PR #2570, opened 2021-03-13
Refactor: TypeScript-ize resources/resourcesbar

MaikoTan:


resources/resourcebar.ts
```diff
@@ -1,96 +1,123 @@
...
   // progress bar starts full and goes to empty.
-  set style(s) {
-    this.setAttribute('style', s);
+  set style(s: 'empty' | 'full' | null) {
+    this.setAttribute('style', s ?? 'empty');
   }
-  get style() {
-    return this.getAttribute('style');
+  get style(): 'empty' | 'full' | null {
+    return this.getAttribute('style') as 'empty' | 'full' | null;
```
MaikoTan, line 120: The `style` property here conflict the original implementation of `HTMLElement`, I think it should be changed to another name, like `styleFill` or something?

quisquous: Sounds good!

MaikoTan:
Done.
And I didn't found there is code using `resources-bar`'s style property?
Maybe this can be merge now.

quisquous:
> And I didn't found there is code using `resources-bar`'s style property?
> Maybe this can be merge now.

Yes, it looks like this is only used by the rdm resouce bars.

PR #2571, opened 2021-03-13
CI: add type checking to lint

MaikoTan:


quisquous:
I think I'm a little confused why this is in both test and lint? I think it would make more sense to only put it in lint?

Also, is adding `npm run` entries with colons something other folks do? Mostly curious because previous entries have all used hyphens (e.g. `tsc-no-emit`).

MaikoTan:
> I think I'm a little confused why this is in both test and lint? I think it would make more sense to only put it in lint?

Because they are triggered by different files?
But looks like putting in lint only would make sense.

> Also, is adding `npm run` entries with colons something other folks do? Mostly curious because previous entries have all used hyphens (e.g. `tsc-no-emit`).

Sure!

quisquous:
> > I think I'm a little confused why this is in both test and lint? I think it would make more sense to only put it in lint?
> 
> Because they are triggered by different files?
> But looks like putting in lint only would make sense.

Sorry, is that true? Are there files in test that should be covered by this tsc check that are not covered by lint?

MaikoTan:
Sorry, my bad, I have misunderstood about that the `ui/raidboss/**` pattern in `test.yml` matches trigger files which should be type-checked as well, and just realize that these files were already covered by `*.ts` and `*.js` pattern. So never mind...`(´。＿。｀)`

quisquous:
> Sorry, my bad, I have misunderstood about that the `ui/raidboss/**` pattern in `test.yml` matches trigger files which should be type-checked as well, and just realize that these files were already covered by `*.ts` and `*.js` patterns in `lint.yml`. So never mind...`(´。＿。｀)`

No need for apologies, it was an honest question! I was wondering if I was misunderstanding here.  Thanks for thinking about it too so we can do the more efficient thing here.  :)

# # # # #

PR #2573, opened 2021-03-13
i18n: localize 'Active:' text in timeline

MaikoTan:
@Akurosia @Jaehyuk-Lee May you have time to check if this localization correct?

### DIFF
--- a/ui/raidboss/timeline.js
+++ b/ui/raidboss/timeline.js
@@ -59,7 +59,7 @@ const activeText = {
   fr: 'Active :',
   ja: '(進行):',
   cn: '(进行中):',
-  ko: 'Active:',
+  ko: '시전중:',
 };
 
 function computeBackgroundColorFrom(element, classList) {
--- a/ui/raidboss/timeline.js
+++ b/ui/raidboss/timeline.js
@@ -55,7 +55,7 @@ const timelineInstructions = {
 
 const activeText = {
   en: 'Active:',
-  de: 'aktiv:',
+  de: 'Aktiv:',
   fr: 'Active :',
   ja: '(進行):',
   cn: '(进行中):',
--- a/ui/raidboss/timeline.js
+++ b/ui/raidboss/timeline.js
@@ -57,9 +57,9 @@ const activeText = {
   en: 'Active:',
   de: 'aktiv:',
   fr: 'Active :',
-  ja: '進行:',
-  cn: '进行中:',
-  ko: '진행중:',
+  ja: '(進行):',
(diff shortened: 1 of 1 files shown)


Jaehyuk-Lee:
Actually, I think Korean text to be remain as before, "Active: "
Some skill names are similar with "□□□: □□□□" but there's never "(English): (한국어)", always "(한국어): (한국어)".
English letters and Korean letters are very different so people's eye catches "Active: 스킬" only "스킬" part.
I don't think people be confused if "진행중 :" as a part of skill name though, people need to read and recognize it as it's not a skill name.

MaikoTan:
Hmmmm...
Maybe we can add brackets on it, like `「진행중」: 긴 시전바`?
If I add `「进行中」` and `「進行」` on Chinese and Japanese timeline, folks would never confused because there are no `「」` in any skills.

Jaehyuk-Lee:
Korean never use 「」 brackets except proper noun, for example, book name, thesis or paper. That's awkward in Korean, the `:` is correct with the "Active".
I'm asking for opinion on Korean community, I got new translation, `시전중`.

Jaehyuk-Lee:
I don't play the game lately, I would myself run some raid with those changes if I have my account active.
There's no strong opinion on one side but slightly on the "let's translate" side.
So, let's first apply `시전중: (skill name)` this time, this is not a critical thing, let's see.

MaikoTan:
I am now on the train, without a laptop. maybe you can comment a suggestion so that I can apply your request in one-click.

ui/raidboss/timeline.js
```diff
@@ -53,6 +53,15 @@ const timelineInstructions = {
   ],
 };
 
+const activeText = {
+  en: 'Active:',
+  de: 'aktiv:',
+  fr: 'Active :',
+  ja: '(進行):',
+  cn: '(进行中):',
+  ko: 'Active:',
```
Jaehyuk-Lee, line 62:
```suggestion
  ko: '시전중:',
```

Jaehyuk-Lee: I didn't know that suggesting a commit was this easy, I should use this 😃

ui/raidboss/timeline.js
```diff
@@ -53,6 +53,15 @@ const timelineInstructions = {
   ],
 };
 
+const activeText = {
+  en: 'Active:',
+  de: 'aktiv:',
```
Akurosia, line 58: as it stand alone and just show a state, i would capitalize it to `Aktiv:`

# # # # #

» **REQUIRED WORK**: Show the lines in the entries above that include the string "misunderstood".

» **SOLUTION TO THIS PROBLEM**:
Sorry, my bad, I have misunderstood about that the `ui/raidboss/**` pattern in `test.yml` matches trigger files which should be type-checked as well, and just realize that these files were already covered by `*.ts` and `*.js` pattern. So never mind...`(´。＿。｀)`
> Sorry, my bad, I have misunderstood about that the `ui/raidboss/**` pattern in `test.yml` matches trigger files which should be type-checked as well, and just realize that these files were already covered by `*.ts` and `*.js` patterns in `lint.yml`. So never mind...`(´。＿。｀)`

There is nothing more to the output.